Michael Abrahams | What is your ACE score [Part 2]
Last week I discussed the landmark ACE (Adverse Childhood Experience) study and the correlation between childhood trauma and poor health.
To summarize, the study examined ten adverse childhood experiences under three categories: abuse, neglect and exposure to household dysfunction.
The ten experiences were:
- Emotional abuse
- Physical abuse
- Sexual abuse
- Emotional neglect
- Physical neglect
- Mother treated violently
- Household substance abuse
- Mental illness in household
- Parental separation or divorce
- Criminal household member
A score of one is assigned to each positive answer, so scores range from a minimum of zero to a maximum of ten.
The study found that ACEs are common, and that most respondents (64 per cent) had at least one.
It was also discovered that ACEs usually do not occur alone, and that if a participant had one, there was an 87 per cent chance that they would have two or more.
As the ACE score increases, so do the risks of developing a host of maladies and dysfunctional and destructive behavioural patterns. In other words, the study found a graded dose-response relationship between ACEs and negative health and well-being outcomes.
For example, compared with those with an ACE score of zero, persons having four adverse childhood experiences (an ACE score of four) are twice as likely to be smokers or to be diagnosed with cancer, four times as likely to develop emphysema or chronic bronchitis, seven times more likely to be alcoholic and twelve times more likely to attempt suicide (an increase of 1,200 per cent).
An ACE score above six was associated with a 30-fold (3,000 per cent) increase in attempted suicide, and people assigned these scores were found to be at risk of their lifespan being shortened by 20 years.
ACEs were found to be associated not only with adult onset of chronic disease, such as cancer, heart disease and mental illness, but also with violence and being a victim of violence, and the higher the score, the higher the risks.
People with high ACE scores were found more likely to be violent, to have more marriages, more broken bones, more drug prescriptions, more depression, and more autoimmune diseases.

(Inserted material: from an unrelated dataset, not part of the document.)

PR #1137, opened 2026-07-27
Add --collapsed-sidebar, used by the automation launcher

SimonHeybrock:
Adds a `--collapsed-sidebar` flag to the dashboard and passes it from the Playwright driving kit's `--launch`.

The sidebar carries announcements and the version label. Automation runs disable announcements, so the drawer is static there — it only narrows the plots under test and the screenshots taken of them, and eats a chunk of every image handed to a reviewer or a model. The flag sets `MaterialTemplate.collapsed_sidebar`, so the page arrives collapsed on the first frame: no hamburger click, no resize while Bokeh models are still settling, and it survives a page reload. Plots go from 1230 px to the full 1600 px of the automation viewport.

By leading to many major chronic health, mental health, economic health and social health issues, high ACE scores also contribute to workplace absenteeism, increased health care costs, and an increased burden on mental health and criminal justice systems.
CHRONIC TOXIC STRESS
These findings were from the original ACE study conducted in San Diego in the United States of America between 1995 and 1997. Since then, hundreds of ACE studies have been performed worldwide, and among other populations in the USA, and a consistent finding is the correlation of ACEs and dysfunction in childhood and adulthood.
For example, one study found that a child with four or more ACEs was 32 times more likely to be labelled with a behavioural or cognitive problem than a child with no ACEs.
Another found that students with at least three ACEs are three times as likely to experience academic failure, five times as likely to have attendance problems and six times as likely to have behavioural problems.
Several have found a significant correlation between elevated ACE scores and the development of diabetes mellitus and autoimmune diseases such as rheumatoid arthritis.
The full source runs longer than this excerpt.